De Jam-minaret ligt 10 km ten noordoosten van het Jam-dorp in de Afghaanse provincie Gur aan de samenvloeiing van de Jamrud-stroom in de Gerirud-rivier. De kloof is omgeven door ondoordringbare bergen. Er zijn geen grote nederzettingen. Afstand tot Herat - 200 km.
De minaret bereikt 65 meter (de tweede ter wereld, na de Delhi Qutb Minar, 73 meter, waar verschillende andere monumenten zijn, waaronder de beroemde roestvrijstalen ijzeren kolom). Het werd in 1194 gebouwd door de Ghurid-sultan Giyaz ad-Din ter ere van de uiteindelijke overwinning op de Ghaznaviden in 1192, zoals de inscriptie op de minaret zegt. Het moet gezegd worden dat deze dynastie traditioneel "Gurid" wordt genoemd, hoewel de correcte naam (als je de ligatuur leest, niet de vertalingen) "Gary" is. En de naam heeft een vertaling - "Licht" … En misschien komt dit door de oorsprong van de naam van de stad "Herat".
De minaret is gebouwd van verbrande bakstenen en staat bekend om zijn goed bewaarde artistieke schilderijen, waaronder geometrische ornamenten en prachtig geschreven verzen van de Koran. Historici hebben ook inscripties gevonden die zijn gestileerd als vierkante Hebreeuwse letters. Sanskrietinscripties - helaas niet gevonden.
Wetenschappers geloven dat de minaret het enige overgebleven gebouw is van de stad Firuzkuh ("blauwe honger" - Dari / Urdu), de hoofdstad van de sultans van de Gurid-dynastie, voordat het werd overgebracht naar Ghazni. De stad werd in 1221 verwoest door het leger van Genghis Khan, en toen werd zelfs de locatie lange tijd vergeten. De minaret-mol "speelde lange tijd verstoppertje" met mensen en werd in 1886 herontdekt door Thomas Holdich, een Engelse geograaf en voorzitter van de Royal Geographical Society.
In 1943 nam Abdullah Khan Malekar (gouverneur van Herat) voor het eerst foto's van de verlaten minaret en rapporteerde het aan Ahmed Ali Koazad, voorzitter van de Afghan Historical Society. In 1944 verscheen het eerste artikel over het monument.

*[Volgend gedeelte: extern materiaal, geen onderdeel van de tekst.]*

PR #540, opened 2026-04-23
Fix insecure deserialization torch load 2033323798907486799

aniruddhaadak80:


svlandeg (commented):
11 opened PRs from the same user within 5 minutes of eachother. Closing. Please don't DOS attack OS repos :pray:

PR #542, opened 2026-04-24
Minor cleanups: README typo and redundant .tmp check in prepare.py

tempoo04:
Two small fixes:

- README: "possibly bytes" → "possible bytes"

Op 19 augustus 1957 was de Franse archeoloog André Marik de eerste Europese wetenschapper die de minaret bereikte, en in 1958 publiceerde hij een rapport in de Notes van de Franse delegatie in Afghanistan.

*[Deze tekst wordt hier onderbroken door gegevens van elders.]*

PR #546, opened 2026-04-29
fix: PYTORCH_CUDA_ALLOC_CONF env var + scope shard-download response

lonexreb:
## Summary

Two small, focused fixes that don't overlap with any other open PR:

- **`PYTORCH_ALLOC_CONF` → `PYTORCH_CUDA_ALLOC_CONF`** in `train.py`. PyTorch silently ignores the previous name, so `expandable_segments:True` was never actually applied and the CUDA caching allocator ran with more fragmentation than intended. PR #510 also fixes this but bundles it with a larger function-level refactor; this PR is just the one-line rename so it's mergeable independently.
- **Scope `requests.get` to a `with`-block** in `prepare.py::download_single_shard`. `stream=True` requests leave the underlying urllib3 connection open until GC runs the response object's finalizer; with the parallel-download fan-out (`Pool(processes=8)`), sockets can pile up. Wrapping the response in `with` releases them deterministically on both success and partial-stream failures inside `iter_content`.

Both changes are commented inline so the rationale is visible to future readers.

## Test plan

- [x] `python -m py_compile train.py prepare.py`
- [ ] `uv run prepare.py` — confirms shard download still completes (no functional change in success path)
- [ ] `uv run train.py` — confirms training still starts; `nvidia-smi` should show fewer/no allocator warnings on tight VRAM configs once expandable segments engages

### DIFF
--- a/prepare.py
+++ b/prepare.py
@@ -65,13 +65,16 @@ def download_single_shard(index):
     max_attempts = 5
     for attempt in range(1, max_attempts + 1):
         try:
-            response = requests.get(url, stream=True, timeout=30)
-            response.raise_for_status()
-            temp_path = filepath + ".tmp"
-            with open(temp_path, "wb") as f:
-                for chunk in response.iter_content(chunk_size=1024 * 1024):
-                    if chunk:
-                        f.write(chunk)
+            # Scope the response to a with-block so the underlying socket is
+            # released promptly on success or partial-stream failure, instead
+            # of waiting for GC to trigger urllib3 cleanup.
+            with requests.get(url, stream=True, timeout=30) as response:
+                response.raise_for_status()
+                temp_path = filepath + ".tmp"
+                with open(temp_path, "wb") as f:
+                    for chunk in response.iter_content(chunk_size=1024 * 1024):
+                        if chunk:
+                            f.write(chunk)
             os.rename(temp_path, filepath)
             print(f"  Downloaded {filename}")
             return True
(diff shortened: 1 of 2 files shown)


srosro:
Heads up — verified on PyTorch 2.11 that the env-var rename in this PR (and #510, and my own closed-then-rewritten #588) is a workaround for what turned out to be a **PyTorch 2.9.1 bug**, not a karpathy typo. Setting `PYTORCH_ALLOC_CONF=expandable_segments:True` is silently ignored for CUDA in 2.9.1 but works correctly in 2.11.0. PyTorch issue: [pytorch/pytorch#183387](https://github.com/pytorch/pytorch/issues/183387) (closed with "fixed in 2.11.0" confirmation).

So the actual root-cause fix is bumping `torch==2.9.1` → `torch==2.11.0` in `pyproject.toml`. After the bump, the upstream `train.py:8` line works as written and this PR's rename becomes unnecessary (and triggers a per-run deprecation warning on 2.11+).

Two open PRs already make this bump:
- **#504** (comprehensive: 2.11 + FlexAttention + SDPA + MFU)
- **#588** (focused: 1-line `pyproject.toml` bump, just-rewrote it after this finding)

The `requests.get` context-manager scoping in this PR is separately valid hygiene and stands on its own — just flagging that the allocator part of the diff is now redundant with the version bump.

svlandeg (commented):
Thanks for the digging @srosro! To reduce noise, I'll go ahead and close this PR.

PR #555, opened 2026-04-30
feat(program): add Lévy-flight mutation-size guidance to the loop

lonexreb:
## Summary
A pure prompt change in ``program.md``. Before each experiment, the agent samples a mutation size from a heavy-tailed distribution and lets it constrain the change it proposes:

- **65%** *short* — single hyperparameter / one line
- **25%** *medium* — 2–3 related knobs
- **10%** *long*  — deliberately radical (swap optimizer family, replace activation, restructure residual path, …)

## Why
The current loop is a greedy hill-climber with effectively-uniform step sizes (every commit looks roughly the same in surface area). On a sparse-reward, non-convex landscape that is exactly the regime where Lévy-flight foragers — sharks, albatrosses, fruit flies, deer — measurably outperform Brownian-motion foragers. The same heavy-tailed perturbation operator powers the most-cited modern metaheuristics (Cuckoo Search, Manta Ray, Prairie Dog, …).

The 10% long-jump budget isn't claiming most long jumps win — most won't. It's the cheap insurance against the hill-climber stalling on a plateau separated from a better basin by even a small ridge.

## Why this is the smallest possible step
``bioinspired.md`` (PR #554) proposes 9 patterns ordered cheapest-first. This is pattern #1 — pure prompt change, zero infra, zero code, single paragraph in ``program.md``. It validates whether the proposal is actionable in isolation before any of the more invasive patterns (pheromone trail, replay buffer, lateral roots) are layered on.

## Citations
- [The Lévy flight foraging hypothesis](https://pubmed.ncbi.nlm.nih.gov/25709823/)
- [Survey of Lévy-flight metaheuristics, *Mathematics* 2022](https://www.mdpi.com/2227-7390/10/15/2785)
- [Manta Ray Foraging + chaotic Lévy + restart, *Sci. Rep.* 2025](https://www.nature.com/articles/s41598-025-25766-y)

## Test plan
- [x] Diff is +8 lines, all in one paragraph
- [x] Existing loop semantics unchanged — agent still hill-climbs, this only constrains *how big* the next step is
- [ ] If merged, observe over a multi-hour autoresearch run whether long jumps measurably extend the time-to-stagnation. Easy to A/B against a parallel run on a sibling branch without this paragraph.

PR #554, opened 2026-04-30
docs: bio-inspired search strategies for the autoresearch loop

lonexreb:
## Summary
``program.md`` describes the autoresearch loop as a single-track greedy hill-climber. It works, but it has well-known failure modes on sparse-reward, high-dimensional, non-convex search:

- no memory across runs (failed ideas can be re-tried, near-misses get forgotten)
- no explicit exploration / exploitation balance
- no global topology of the search space
- single track, even on multi-GPU setups

This signature — *sparse-reward, patchy, non-convex* — is exactly what foraging predators, root systems, slime molds, and the hippocampus have been pressured to solve. ``bioinspired.md`` proposes 9 patterns from those domains and maps each to a concrete, **incrementally adoptable** extension of the loop.

## What's in the proposal
The patterns are ordered cheapest-first (most are pure ``program.md`` prompt changes; only a few add infra):

| #  | Pattern                                  | Why it helps the loop                          |
| -- | ---------------------------------------- | ---------------------------------------------- |
| 1  | Lévy-flight perturbations                | escape local optima with rare radical jumps    |
| 2  | Pheromone trail with evaporation         | bias next-axis selection by per-axis success   |
| 3  | Slime-mold reinforcement / pruning       | turn parallel tracks into evolutionary tournament |
| 4  | Hippocampal replay + dopamine RPE        | renew variation from recent surprising wins    |
| 5  | Inhibition of return / novelty bonus     | stop thrashing the same corner of search space |
| 6  | Apical dominance + lateral roots         | save fallback hypotheses; break stalls cleanly |
| 7  | Cuckoo abandon-the-worst-nest            | self-correct multi-agent setups                |
| 8  | Phyllotaxis golden-angle sampling        | low-discrepancy sweeps over continuous knobs   |
| 9  | Octopus distributed cognition            | loose coupling beats tight sync at >1 GPU      |

Each section contains (a) the biology, (b) why it works, (c) the mapping to autoresearch, and (d) the smallest implementation — typically a paragraph in ``program.md`` plus an optional small TSV the agent maintains in plain text.

## Why this is a docs PR (and not a code PR)
``prepare.py`` is fixed; ``train.py`` is the experiment surface, not the search-loop surface. The search loop *is* ``program.md`` — a prompt that the agent executes. Most of these patterns are best added by editing the prompt, not by writing Python that wraps the agent. Shipping the proposal as a doc lets the project decide which mechanisms (if any) to fold into ``program.md`` itself.

## Citations
[...]

PR #558, opened 2026-04-30
feat(program): add inhibition-of-return axis-rotation rule

lonexreb:
## Summary
A pure prompt change in ``program.md``. Default behaviour: don't propose a change on the *same axis* as the immediately previous experiment — rotate to a different axis (LR vs head_dim vs optimizer vs attention window vs weight decay vs activation, …). The exception is a discard that left a targeted lesson on the same axis (\"LR=0.05 diverged → try LR=0.03\"); then keep going on that axis using the lesson as the explicit reason.

## Why
The agent's worst failure mode at scale is *thrashing* — many small variations on whichever knob it most-recently touched, because the latest result is the most salient piece of context. The primate visual system has the same problem when saccading and suppresses it with **inhibition of return**: a brief refractory period on the just-attended location that forces the next saccade to cover ground rather than re-fixate. The optimization analogue is the *novelty exploration bonus* used in deep RL agents like Random Network Distillation and Never Give Up.

Combined with the Lévy-flight mutation-size policy in PR #555, the agent gets:
- **broad axis coverage** (this PR)
- on top of **heavy-tailed step sizes** (PR #555)

That's the minimum exploration scaffolding before pheromone trails / replay buffers / lateral roots from ``bioinspired.md`` (PR #554) become worthwhile.

## Citations
- [Lilian Weng, Exploration Strategies in Deep RL](https://lilianweng.github.io/posts/2020-06-07-exploration-drl/)
- [Wittmann et al., novelty exploration bonus, *Neuropsychologia* 2009](https://www.sciencedirect.com/science/article/abs/pii/S0028393209000190)
- [Exploration in Deep RL: a survey, arXiv 2205.00824](https://arxiv.org/pdf/2205.00824)

## Test plan
- [x] Diff is +4 lines, all in one paragraph + a one-line carve-out for the exception case
- [x] Existing loop semantics unchanged — agent still hill-climbs, this only adds a soft preference for axis rotation
- [ ] Optional follow-up: log the touched axis as a 6th column in ``results.tsv`` so the rotation policy is auditable post-hoc
- [ ] If merged with PR #555, an A/B against a sibling ``autoresearch/<tag>-control`` branch without these two paragraphs would surface whether they measurably extend time-to-stagnation


svlandeg (commented):

grvwrk:
> I think all of these LLM-generated PRs are best submitted to your fork instead 🙏

brutal  😭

In 1960 fotografeerden twee vertegenwoordigers van de Franse archeologische delegatie in Afghanistan, Le Ber en zijn assistent-maarschalk, de decoratieve panelen en voerden een eerste studie uit van de architectonische structuur, waarbij ze een ingang vonden met twee wenteltrappen ongeveer 4 m onder het huidige niveau.

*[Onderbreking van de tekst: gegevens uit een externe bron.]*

PR #559, opened 2026-04-30
docs: physics-inspired search strategies (companion to bioinspired.md)

lonexreb:
## Summary
Where ``bioinspired.md`` (#554) proposes new *mechanisms* for the autoresearch loop, this companion proposes *guardrails*. It is a first-principles audit of the loop in the voice and discipline of statistical mechanics, simulated annealing, and the Feynman ratchet. Eight patterns, ordered cheapest-first; the first five are pure protocol changes to ``program.md`` plus a few extra columns in ``results.tsv``.

## The patterns

| #  | Pattern                                         | What it protects against                                |
| -- | ----------------------------------------------- | ------------------------------------------------------- |
| 1  | **Measure the noise floor first**               | Celebrating BPB wiggles below the irreducible ~3e-4 floor |
| 2  | **Metropolis-Hastings acceptance**              | Greedy traps in a deceptive landscape                   |
| 3  | **Fluctuation-dissipation curvature**           | Constant-size steps regardless of local stiffness       |
| 4  | **Feynman ratchet check**                       | Accidental asymmetric reject rules ratcheting into noise |
| 5  | **Action principle: MDL prior**                 | Two agents arguing about \"simplicity\" in English      |
| 6  | **Renormalization-group scale-check**           | Wins that don't transfer to larger DEPTH                |
| 7  | **Honest loss / second-order signals**          | Wins that mask blown-up gradient norms or low attn entropy |
| 8  | **Path integrals over architectures (sketch)**  | The point you only need once #1–#5 are saturating       |

## Why this exists alongside bioinspired.md
A greedy ``T = 0`` descent on a noisy landscape has two distinct failure modes:
- **Insufficient exploration** — bio-inspired patterns (Lévy, IoR, pheromone, replay, …) all attack this.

In 1961-1969 onderzocht de Italiaanse architect Andrea Bruno de minaret. Omdat het monument met instorting werd bedreigd, voerden de lokale bewoners werkzaamheden uit om de kust te versterken en bouwden ze een houten brug over Gerirud, die later tijdens de vijandelijkheden werd verwoest. De ruïnes van het paleis, vestingwerken, islamitische en joodse begraafplaatsen werden ontdekt.
Promotie video:
Ernstig wetenschappelijk onderzoek naar het monument is niet uitgevoerd vanwege de ontoegankelijkheid en de onstabiele politieke situatie in het land van de afgelopen 40 jaar. Het behoud van de minaret wordt bedreigd door overstromingen die de fundering aantasten, aardbevingen die veel voorkomen in de regio en illegale opgravingen van waardezoekers. In 2002 werden de minaret en de aangrenzende onontgonnen site opgenomen in de UNESCO Werelderfgoedlijst.
De bestaande versie heeft duidelijk zwakke punten. De plaats waar de minaret zich bevindt is moeilijk toegankelijk en onstabiel vanwege de politieke en geologische situatie. Afgaande op de foto's en satellietkaarten is er geen plaats voor een paleis of een moskee. Voor een hoofdstad of een stad in het algemeen - nee. Bovendien is door de onbereikbaarheid van deze plek de steen hier ergens geproduceerd.